PROMPT =
Among the entries that follow, find every line with the word "anything" and list it.

DATA FOR REVIEW =
PR #15472, opened 2025-04-02
Fix #13546: Outer joins incorrectly removing unmatched rows

### LINKED ISSUE #13546: Left outer join removes unmatched rows
### Describe the bug

`$a | join -l $b joincolumn` can result in fewer rows than `$a` has, which should not be conceptually possible, assuming the join mechanics come from SQL.

This seems to happen when not all records of `$a` have the join-on field present (`joincolumn` in the example above).

### How to reproduce

```
~: let left_side = [{a: a1 ref: 1} {a: a2 ref: 2} {a: a3}]
~: $left_side
╭───┬────┬─────╮
│ # │ a  │ ref │
├───┼────┼─────┤
│ 0 │ a1 │   1 │
│ 1 │ a2 │   2 │
│ 2 │ a3 │ ❎  │
╰───┴────┴─────╯

~: let right_side = [[b ref]; [b1 1] [b2 2] [b3 3]]
~: $right_side
╭───┬────┬─────╮
│ # │ b  │ ref │
├───┼────┼─────┤
│ 0 │ b1 │   1 │
│ 1 │ b2 │   2 │
│ 2 │ b3 │   3 │
╰───┴────┴─────╯

~: $left_side | join -l $right_side ref
╭───┬────┬─────┬────╮
│ # │ a  │ ref │ b  │
├───┼────┼─────┼────┤
│ 0 │ a1 │   1 │ b1 │
│ 1 │ a2 │   2 │ b2 │
╰───┴────┴─────┴────╯
```
Row num 3 (a3) is gone.

### Expected behavior

Treat non-existing join column same as "join column exists, but didn't match", because the point of left outer join is to enrich the left-side data with right-side data, not to remove anything, assuming SQL semantics.

A worse in my opinion, but better than nothing option is for `join` to throw an error when it detects a missing join column, ~~and let the user `upsert joincolumn { default null }` to make sure all records have the join field, but their values are kept to `null` to signify lack of a value.~~ Using `null` will mess things up, because two nulls on both sides will match and lead to a non-intended join.

### Screenshots

_No response_

### Configuration

| rust_version       | rustc 1.79.0 (129f3b996 2024-06-10)      |
| rust_channel       | stable-x86_64-pc-windows-msvc            |
| cargo_version      | cargo 1.79.0 (ffa9cf99a 2024-06-03)      |
| build_time         | 2024-08-05 14:11:38 +02:00               |

### Additional context

_No response_

lazenga:
Fixes #13546 

# Description

Previously, outer joins would remove rows without join columns, since the "did not match" logic only executed when the row had the join column.
To solve this, missing join columns are now treated the same as "exists but did not match" cases. The logic now executes both when the join column doesn't exist and when it exists but doesn't match, ensuring rows without join columns are preserved. If the join column is not defined at all, the previous behavior remains unchanged.

Example:
```
For the tables:
let left_side = [{a: a1 ref: 1} {a: a2 ref: 2} {a: a3}]
let right_side = [[b ref]; [b1 1] [b2 2] [b3 3]]

Running "$left_side | join -l $right_side ref" now outputs:
╭───┬────┬─────┬────╮
│ # │ a  │ ref │ b  │
├───┼────┼─────┼────┤
│ 0 │ a1 │   1 │ b1 │
│ 1 │ a2 │   2 │ b2 │
│ 2 │ a3 │     │    │
╰───┴────┴─────┴────╯
```

# User-Facing Changes

The ```join``` command will behave more similarly to SQL-style joins. In this case, rows that lack the join column are preserved.

# Tests + Formatting

Added 2 test cases.
fmt + clippy OK.

# After Submitting

I don't believe anything is necessary.

### DIFF
--- a/crates/nu-command/src/filters/join.rs
+++ b/crates/nu-command/src/filters/join.rs
@@ -255,6 +255,16 @@ fn join_rows(
     config: &Config,
     span: Span,
 ) {
+    if !this
+        .iter()
+        .any(|this_record| match this_record.as_record() {
+            Ok(record) => record.contains(this_join_key),
+            Err(_) => false,
+        })
+    {
+        // `this` table does not contain the join column; do nothing
+        return;
+    }
     for this_row in this {
         if let Value::Record {
             val: this_record, ..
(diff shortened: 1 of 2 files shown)


lazenga:
Hello @sholderbach, would you mind taking a look at this PR? I'd really appreciate it, thank you!

WindSoilder (approved):
Thanks!  Sorry for a delay.  It looks good to me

COMPLETED TASK =
Treat non-existing join column same as "join column exists, but didn't match", because the point of left outer join is to enrich the left-side data with right-side data, not to remove anything, assuming SQL semantics.
I don't believe anything is necessary.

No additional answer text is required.